# verre d'eau sur ibook !



## Macincal (14 Décembre 2008)

Help !
Un verre d'eau renversé sur un ibook 14 pouces ouvert et en marche, hier.
La machine s'est éteinte. Portable renversé. Eau évacuée. Clavier démonté. Séché au sèche cheveux. Temps très chaud, sec et ensoleillé actuellement en Calédonie, donc favorable à un séchage. Faut-il mettre la machine au soleil ?
J'attends depuis hier. Quelles chances de sauvetage. Faut-il éviter de le rallumer ?
Faut-il faire autre chose ?
S'il ne repart pas, qu'est-ce qu'il faudrait changer ou réparer ?
Merci !


----------



## itako (14 Décembre 2008)

Laisse sécher au vent et a l'ombre, 1 ou 2 jours, le tout en posé sur la tranche histoire que tout s'écoule, retire bien évidement la batterie.

Mon macbook white à très bien supporté son verre de *bière*.


----------



## pascalformac (14 Décembre 2008)

le seche cheveux bof bof

et heureusement c'est que de l'eau
( c'est pas super super , mais au moins ce n'est pas  hypercorrosif)
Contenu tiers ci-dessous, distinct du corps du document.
PR #16, opened 2019-01-30
[WIP] add routing

damienomurchu:
**Not completed or ready to merge**

## Motivation
Add dedicated routing file for endpoints https://issues.jboss.org/browse/AEROGEAR-8456

## What
Routing added & wired up

## Why
Support addition of endpoints

## How
<TODO>

## Verification Steps
<TODO>
## Checklist:

## Progress

- [x] Finished task
- [ ] TODO


damienomurchu:
@austincunningham yeah, I'm working off unmerged changes from other PR's, so this branch will often be out of sync :)

pkg/config/config.go
```diff
@@ -28,6 +30,8 @@ func Get() Config {
 			AllowOrigins:     getEnvSlice("ACCESS_CONTROL_ALLOW_ORIGIN", []string{"*"}, ","),
 			AllowCredentials: getEnvBool("ACCESS_CONTROL_ALLOW_CREDENTIALS", false),
 		},
+		StaticFilesDir:  getEnv("STATIC_FILES_DIR", ""),
+		ApiRoutePrefix: "/api", //should start with a "/",
```
damienomurchu: I'm wondering should this perhaps be `api/v1` to version the api?

craicoverflow: Yeah it definitely should. It could even be separated into a separate config variable for maximum flexibility.

```go
...
ApiRoutePrefix: "/api", //should start with a "/",
ApiVersionPrefix: "/v1"
...
```

pkg/web/router.go
```diff
@@ -0,0 +1,41 @@
...
+}
+
+func (v *RequestValidator) Validate(i interface{}) error {
+	return v.validator.Struct(i)
+}
+
+func NewRouter(fileDir string, apiRoutePrefix string) *echo.Echo {
+	router := echo.New()
+
+	router.Use(middleware.Logger())
```
davidffrench: @damienomurchu The middleware is getting loaded twice, once here and in main.go. It should just occur here, using middleware.Init in my opinion.

pkg/config/config.go
```diff
@@ -28,6 +30,8 @@ func Get() Config {
 			AllowOrigins:     getEnvSlice("ACCESS_CONTROL_ALLOW_ORIGIN", []string{"*"}, ","),
 			AllowCredentials: getEnvBool("ACCESS_CONTROL_ALLOW_CREDENTIALS", false),
 		},
+		StaticFilesDir: getEnv("STATIC_FILES_DIR", ""),
+		ApiRoutePrefix: "/api/v1", //should start with a "/",
```
davidffrench: should split the version into a separate config property that can be read from an environment variable and defaults to v1.

cmd/mobile-security-service/main.go
```diff
@@ -57,12 +62,15 @@ func initLogger(level, format string) {
...
+func initHandlers(e *echo.Echo, c config.Config) {
 	// App handler setup
 	appsPostgreSQLRepository := apps.NewPostgreSQLRepository()
 	appsService := apps.NewService(appsPostgreSQLRepository)
 	appsHandler := apps.NewHTTPHandler(e, appsService)
 
-	// Define /app routes
-	e.GET("/apps", appsHandler.GetApps)
+	// Setup /app routes
+	apiRoutePrefix := c.ApiRoutePrefix
```
davidffrench: the apiRoutePrefix and apiGroup should move above the app handler setup as these will be used for all routes.

cmd/mobile-security-service/main.go
```diff
@@ -23,12 +24,16 @@ func init() {
...
 	config := config.Get()
-	e := echo.New()
+	staticFilesDir := config.StaticFilesDir
+	apiRoutePrefix := config.ApiRoutePrefix
+
+	//e := echo.New()
+	e := web.NewRouter(staticFilesDir, apiRoutePrefix)
 
 	// Load middleware
 	middleware.Init(e, config)
```
davidffrench: Move this, based on comment in router.go

pkg/config/config.go
damienomurchu: Agree - done

pkg/config/config.go
damienomurchu: Split into 2 config properties now - just confirming, do we want the api version to be able to be set by env var?

pkg/config/config.go
```diff
@@ -28,6 +31,9 @@ func Get() Config {
 			AllowOrigins:     getEnvSlice("ACCESS_CONTROL_ALLOW_ORIGIN", []string{"*"}, ","),
 			AllowCredentials: getEnvBool("ACCESS_CONTROL_ALLOW_CREDENTIALS", false),
 		},
+		StaticFilesDir: getEnv("STATIC_FILES_DIR", ""),
+		ApiRoutePrefix: "/api", //should start with a "/",
+		ApiVersionPrefix: "/v1",
```
davidffrench: Now that I think about it, this is not going to be enough for versioning in my opinion. It is not enough to be hardcoded and also not enough to have as an environment variable. That will just change the string in the endpoint but not actually achieve any versioning at all. There is also a consideration for the OAuth proxy and how it can handle a potentially dynamic URL.

I would remove this entirely for now and we can tackle it later.

pkg/web/router.go
```diff
@@ -0,0 +1,41 @@
...
+			// We don't want to return the SPA if any api/* is called, it should act like a normal API.
+			return strings.HasPrefix(context.Request().URL.Path, apiRoutePrefix)
+		},
+		Browse: false,
+	}))
+	router.Validator = &RequestValidator{validator: validator.New()}
+	return router
+}
+
+func SetupAppsRoute(r *echo.Group, appsHandler *apps.HTTPHandler) {
```
craicoverflow: I think this function name could be changed to `SetAppRoutes`. It is slightly shorter and also we are defining **multiple routes** so it should be plural.

pkg/web/router.go
```diff
@@ -0,0 +1,41 @@
+package web
```
craicoverflow: I think it would be best to give the router its own package. So it could be called like:

```go
r := router.New()
```

It could be added under **pkg/web/router**.

cmd/mobile-security-service/main.go
damienomurchu: working on this now

pkg/config/config.go
damienomurchu: resolved by your below reply

cmd/mobile-security-service/main.go
craicoverflow: @davidffrench it will work regardless.

craicoverflow:
You should include the ticket in the commit message

pkg/config/config.go
damienomurchu: Removed entirely now :+1:

damienomurchu:
@craicoverflow will add ticket ref when I squash :+1:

tu verras bien après sechage


----------



## Macincal (14 Décembre 2008)

Merci les gars ! C'est encourageant.
Ce qui est inquiétant c'est que la machine se soit arrêtée toute seule. Court circuit ?


----------



## itako (14 Décembre 2008)

J'avais pareil.
je crois.


----------



## Macincal (14 Décembre 2008)

OK !
Je vous tiens au courant...
C'est dimanche, 11h34, je vais faire un essai dans la soirée, je pense.
Prions ...


----------



## pascalformac (14 Décembre 2008)

en esperant que tu n'as rien endommagé avec
 le seche cheveux


----------



## Macincal (16 Décembre 2008)

Bonjour, ou bonsoir,
ce n'est qu'en ce mardi soir que j'ai essayé de redémarrer l'ibook. Donc plus de 3 jours après l'accident. Démonté, posé sur la tranche, devant ventilateur, avec les 30 à 35 ° de notre température actuelle.
Il marche !!!! :rateau:
Ouf ! Merci pour votre soutien et vos conseils !


----------



## pascalformac (16 Décembre 2008)

tant mieux
( ca te serait arrivé en europe là maintenant vu la météo,  c'était un glacon d'ibook que t'avais )


----------



## Macincal (17 Décembre 2008)

pascalformac a dit:


> tant mieux
> ( ca te serait arrivé en europe là maintenant vu la météo,  c'était un glacon d'ibook que t'avais )



J'y arrive dans trois jours. Baissez un peu la clim là-bas svp. C'est violent !


----------